36 A dinâmica T-D-R Com o avanço do processo denominado de globalização, a dinâmica territorial ficou ainda mais intensa, os processos de desterritorialização e reterritorialização se tornaram cada vez mais comuns na sociedade, pois se trata de um processo que tange o capitalismo e consequentemente cria uma constante movimentação nos modos de produção. Segundo Ianni (1992) a globalização desvincula as condições sociais, culturais e econômicas de uma maneira muito rápida de suas origens, em uma constante expansão mundial desterritorializando e reterritorializando sob diversas perspectivas. Sendo assim, estamos diante do que se denominou processos geográficos de Territorialização-Desterritorialização-Reterritorialização, formando pela criação de territórios, representada pela territorialização, a sua destruição e dezenraizamento (mesmo temporariamente) pela desterritorialização, e pela sua recriação a partir de processos de reterritorialização. Desse modo, cria-se um discurso de um mundo cada vez mais dezenraizado, móvel, em constantes transformações. Rogério Hasbaert (2002) aborda uma concepção parecida com a de Ianni (1992), afirmando que o conceito de território é o mais difundido no âmbito dos estudos geográficos e assim, a maioria dos trabalhos focaliza sua destruição, devido ao fluxo que a globalização cria e destrói com muita rapidez os processos de desterritorialização e posteriormente uma reterritorialização. Temos, então, dependendo da ênfase a um ou outro de seus aspectos, uma desterritorialização baseada numa leitura econômica (deslocalização), cartográfica (superação das distâncias), técnico-informacional (desmaterialização das conexões), política (superação das fronteiras políticas) e cultural (desenraizamento simbólico-cultural). Na verdade, parece claro, são processos concomitantes: a economia se multilocaliza, tentando superar o entrave distância, na medida em que se difundem conexões instantâneas que relativizam o controle físico das fronteiras políticas, promovendo, assim, um certo desenraizamento das pessoas em relação aos seus espaços imediatos de vida. Mas o que se vê, na realidade, são relações muito complexas. [...] A desterritorialização que ocorre numa escala geográfica geralmente implica uma reterritorialização em outra [...] (HAESBAERT, 2002, p ).

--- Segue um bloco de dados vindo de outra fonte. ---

PR #11598, opened 2022-05-06
Add functions from `dirent.h` to std.c

aiotter:
This PR introduces functions from `dirent.h`, which exists on Unix-like systems including macOS and FreeBSD.
Along with the new functions, I simplified `std.c` by removing redundant code from `std/c/darwin.zig`.


aiotter:
I noticed that `std/c/linux.zig` does not include `struct dirent`. I'll fix it on another PR along with fixes for incorrect implementation or `struct dirent` for other OSes.

andrewrk:
Thanks!

Issue #11585, opened 2022-05-05
No calling convention for msvc on x86_64 non-windows targets


N00byEdge:
The Win64 calling convention is the same as Cdecl on Windows x64, however using `.C` as a stand-in for the Win64 calling convention only works if your compiler targets Windows. This means you're not able to create a function with the Win64 calling convention if you're not targeting Windows.
It should be fairly straightforward to support LLVM's Win64 calling convention such that it can be used from Zig code on any target.

PR #11599, opened 2022-05-06
Add Win64 calling convention

N00byEdge:
Closes ziglang/zig#11585

### DIFF
--- a/src/stage1/codegen.cpp
+++ b/src/stage1/codegen.cpp
@@ -209,6 +209,9 @@ static ZigLLVM_CallingConv get_llvm_cc(CodeGen *g, CallingConvention cc) {
         case CallingConventionSysV:
             assert(g->zig_target->arch == ZigLLVM_x86_64);
             return ZigLLVM_X86_64_SysV;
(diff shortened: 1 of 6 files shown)


N00byEdge:
I added it before `CallingConventionPtxKernel` since it didn't have an assert on its enum value yet, and thought asserted ones should go first in that enum

N00byEdge:
This probably should have a test too, but I honestly have no idea how to even test this properly.

src/stage1/codegen.cpp
```diff
@@ -209,6 +209,9 @@ static ZigLLVM_CallingConv get_llvm_cc(CodeGen *g, CallingConvention cc) {
         case CallingConventionSysV:
             assert(g->zig_target->arch == ZigLLVM_x86_64);
             return ZigLLVM_X86_64_SysV;
+        case CallingConventionWin64:
+            assert(g->zig_target->arch == ZigLLVM_x86_64);
```
N00byEdge, line 213: Should this maybe allow aarch64 too? Not sure if it should.

PR #11602, opened 2022-05-07
std.c: Fix incorrenct dirent structure

aiotter:
`d_name` of `struct dirent` is a null-terminated array of `char`.

### DIFF
--- a/lib/std/c/darwin.zig
+++ b/lib/std/c/darwin.zig
@@ -942,7 +942,7 @@ pub const dirent = extern struct {
     d_reclen: u16,
     d_namlen: u16,
     d_type: u8,
-    d_name: [1023:0]u8,
+    d_name: [1024]u8,
 
     pub fn reclen(self: dirent) u16 {
         return self.d_reclen;
--- a/lib/std/c/darwin.zig
+++ b/lib/std/c/darwin.zig
@@ -937,12 +937,12 @@ pub const Sigaction = extern struct {
 };
 
 pub const dirent = extern struct {
-    d_ino: usize,
-    d_seekoff: usize,
+    d_ino: u64,
+    d_seekoff: u64,
     d_reclen: u16,
     d_namlen: u16,
     d_type: u8,
-    d_name: u8, // field address is address of first byte of name
+    d_name: [1023:0]u8,
 
     pub fn reclen(self: dirent) u16 {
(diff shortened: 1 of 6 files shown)


aiotter:
I found a problem on this PR. `d_name` on Darwin does not work. I know that d_name points to the first element of the `char[1024]` array. I don't know why this is a problem.

In the current implementation, whose `d_name` is `u8`, requires users to cast it to null-terminated pointer like following.
```zig
const std = @import("std");
const dirent = std.c.dirent;
const native_arch = @import("builtin").target.cpu.arch;
const DIR = @cImport(@cInclude("dirent.h")).DIR;

const private = struct {
    extern "c" fn readdir(dir: *DIR) ?*dirent;
    extern "c" fn @"readdir$INODE64"(dir: *DIR) ?*dirent;
};
extern "c" fn opendir(dir: [*:0]const u8) ?*DIR;
extern "c" fn closedir(*DIR) i8;
pub const readdir = if (native_arch == .aarch64) private.readdir else private.@"readdir$INODE64";

pub fn main() void {
    const dir = opendir("/").?;
    defer _ = closedir(dir);

    while (readdir(dir)) |entry| {
        const name = @ptrCast([*:0]const u8, &entry.d_name);  // <- HERE
        std.debug.print("{s}\n", .{name});
    }
}
```

The aim of this PR is to fix this along with other non-null-terminated `d_name`.
I'll convert this PR into draft. I'll think twice for correct implementation. Please let me know of the good way to fix this, or create another PR or commit and close this PR. Thanks

aiotter:
Okay, I read the docs carefully to find that an array with sentinel merely means it is guaranteed to end with sentinel and it does not care about having sentinel before end. `&entry.d_name[1024] == 0` seems always the case, but it's not documented, so the type of `d_name` is better to be `[1024]u8`.
It seems better to implement a method `fn name(self: dirent) []u8`, following already implemented `fn reclen(self: dirent) u16`.

andrewrk:
Can you please mark this as ready for review or close it (perhaps converting it to an issue)? I'd like to keep the PR queue as a place for patches that are ready to be merged.

aiotter:
@andrewrk Sorry, I marked this PR as ready for review.

andrewrk:
Thanks @aiotter!

PR #11316, opened 2022-03-26
stage2: vectorized overflow arithmetic, integer overflow safety, left-shift overflow safety

wsengir:
Sorry for yet another probably too big PR, but the changes were dependent on each other, and I didn't want to wait for the first to get merged before PRing the rest.

This breaks basically everything that's not LLVM.

PR #11608, opened 2022-05-07
stage2: introduce new register locking mechanism, and fix x64, arm and aarch64 native backends for compliance with integer overflow safety PR

kubkon:
The main aim of this PR is to unblock #11316 for the mainstream native backends: `x86_64`, `arm` and `aarch64`. Yep, you understood it right, this PR ensures #11316 when rebased on top of this PR will pass all of the tests for the aforementioned native backends with integer overflow safety on in Sema.

A major step in ensuring the native backends are able to pull this off was revamping the register locking (freezing) mechanics. Prior to this PR, locking registers (so that we don't accidentally reallocate and thus spill registers that are important to the instruction at hand) would follow the standard Zig's lock-defer mechanics, however, we would not track scopes, making this possible:

```zig
outer: {
    const reg = try self.register_manager.allocReg(null);
    self.register_manager.freezeReg(reg);
    defer self.register_manager.unfreezeReg(reg); // Frozen until the end of the current scope

    assert(self.register_manager.isRegFrozen(reg)); // OK

    inner: {
        self.register_manager.freezeReg(reg);
        defer self.register_manager.unfreezeReg(reg); // Unfreezing at the end of current nested scope.

        assert(self.register_manager.isRegFrozen(reg)); // OK
    }

    assert(self.register_manager.isRegFrozen(reg)); // Panic!!!
}
```

This would become problematic for more complex scopes and especially function calls and re-use where we would want to lock the input register from any accidental re-use, while removing the lock at the end of the scope. Removing the lock in the nested scope would remove all locks from the registers creating a bug whereby we could accidentally end up re-using the register in the parent scope where it would not be deemed suitable to do so yet.

In order to overcome this, together with @joachimschmidt557, we have devised a new mechanism that mimics Mutex locks with Rust flavour on top - when locking a register, return the lock wrapper struct signifying ownership of the lock, or `null` if the ownership has already been claimed in the parent scope. This way, we are given a powerful weapon which we can use to reason and verify that our mental model of where a register should be locked and where it actually was are the same. The mechanics are simple: calling `lockReg(reg)` will return a token wrapper struct which is required to free the lock when we are done. If the register was already locked in the parent scope, `lockReg(reg)` will instead return `null` signifying it was already locked and thus we should not try reusing or freeing it until the parent scope deems it suitable.

Typical invocation can now look like:

```zig
const reg = try self.register_manager.allocReg(null);
const lock: RegisterLock = self.register_manager.lockRegAssumeUnused(reg); // asserts the lock can be claimed right here and now
defer self.register_manager.unlockReg(lock);
```

If we are not sure the register was locked already in parent scope - a design that can appear in a shared utility function which for instance implements common binary ops code, we call `lockReg` instead

```zig
const maybe_lock: ?RegisterLock = self.register_manager.lockReg(reg);
defer if (maybe_lock) |lock| self.register_manager.unlockReg(lock);
```

This simple mechanism complements really well with the current design of the register manager's register tracking mechanism - it doesn't affect the memory footprint of tracking already locked registers, plus, with the clever use of `lockRegAssumeUnused`, it can be used to narrow down and validate primary callsites for calls to the register manager where we should hold a lock for the register until the scope ends. (This already proved useful finding bugs with improper use of register locking in every mainstream backend.)

cc @joachimschmidt557 @Luukdegram

### DIFF
--- a/src/arch/aarch64/CodeGen.zig
+++ b/src/arch/aarch64/CodeGen.zig
@@ -23,6 +23,7 @@ const log = std.log.scoped(.codegen);
 const build_options = @import("build_options");
 const RegisterManagerFn = @import("../../register_manager.zig").RegisterManager;
 const RegisterManager = RegisterManagerFn(Self, Register, &callee_preserved_regs);
+const RegisterLock = RegisterManager.RegisterLock;
 
 const GenerateSymbolError = @import("../../codegen.zig").GenerateSymbolError;
 const FnResult = @import("../../codegen.zig").FnResult;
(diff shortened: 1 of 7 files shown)


joachimschmidt557 (approved):
Looks good to me!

37 37 O território evolve ao mesmo tempo a dimensão espacial concreta das relações sociais e o conjunto das representações sobre o espaço, que influencia nas relações sociais. Assim é importante ressaltar que antes do território ser provido de valor político e econômico, ele possui um valor cultural, de identidades e de relações, não concretizando o território como algo estático, ele é dinâmico, possui sua movimentação e suas conexões. E é através desse modo que Hasbaert (2002) relaciona o processo de T-D-R com a atual situação da sociedade global. Essa modernização do território coloca em questão as redes e põe em discussão a idéia de desterritorialização causado pela grande mobilidade, que a globalização proporciona, e ao fluxo que as redes trazem consigo, causando a perda da identidade e da cultura ocasionado pela homogeneização que a diversidade cultural traz e cativa cada vez mais a sociedade contemporânea. Para Ianni (1992), ao se tratar da desterritorilização o capitalismo é compreendido como um modo de produção processual, contraditório e acontece de maneira desigual e que se expande cada vez mais a nível internacional. Esse processo tende a desenraizar as coisas, as pessoas e as idéias. Tudo tende a desenraizar-se: mercadoria, mercado, moeda, capital, empresa, publicidade e tecnologia. Para o autor, assim se desenvolve o novo e surpreendente processo de desterritorialização, uma característica essencial da sociedade global em formação. O conceito de desterritorialização aplica-se não apenas a óbvios exemplos como corporações transnacionais e mercados monetários, mas também a grupos étnicos, lealdade ideológicas e movimentos políticos que atuam crescentemente em moldes que transcendem fronteiras e identidades territoriais específicas. A desterritorialização tem afetado as lealdades de grupos envolvidos em diásporas complexas, suas manipulações monetárias e outras formas de riqueza e investimento, bem como as estratégias de Estado. O debilitamento dos vínculos entre povo, riqueza e territórios, por sua vez, tem alterado a base de muitas interações globais significativas e, simultaneamente, põe em causa a definição tradicional de Estado. (IANNI, 1995, p. 93).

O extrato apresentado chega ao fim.